Lawmakers Todd and Williams shared her concerns and facilitated a meeting in mid-2011 among themselves, Hinton Leichtle, HCPF and Governor John Hickenlooper's office.
"The department was not acting," Williams says. "What we encountered...was a lot of changes: changes of the department head, changes of deputies, changes of who knows the best and who's going to carry the ball into the waiver process." But several of those changes turned out to be good. The new HCPF director, Sue Birch, got the process back on track. "In this last change of directorship, it really started to happen," Williams says.
But by then it was too late to meet the January 1 implementation date. Hinton Leichtle got reassurance that the program could still go forward, even with the blown deadline, and the Centers for Medicare and Medicaid Services approved the waiver in June 2012.

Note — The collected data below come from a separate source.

PR #50, opened 2020-03-04
update script after migrating to github

TAOXUY:


TAOXUY:
It is release script which is not related to functionality. Submit directly

PR #51, opened 2020-03-04
Update envoy to 2020-03-03

qiwzhang:
Key changes:
1)  HeaderMap splited into 
    RequestHeaderMap, RequestTrailerMap, ResponseHeaderMap, ResponseTrailerMap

Of the delays, HCPF spokesman Marc Williams explains that there's a lot of "homework that needs to be done" to submit an application, including presenting research on whether the waiver will be effective and save money. Colorado currently has twelve waivers. "There are always challenges of varying kinds," he says. "I'm not real clear on whether this was different."
With the waiver in place, Hinton Leichtle looked to hire an independent evaluator and recruit therapy providers who were willing to accept Medicaid. She approached clinics that could employ a supervising physician to evaluate patients and decide what therapies might be beneficial — a requirement of the waiver — and that already had acupuncturists, massage therapists and chiropractors on staff. It was a tall order, but the Progressive Health Center, a non-profit clinic, on the Swedish Medical Center campus in Englewood, fit the bill.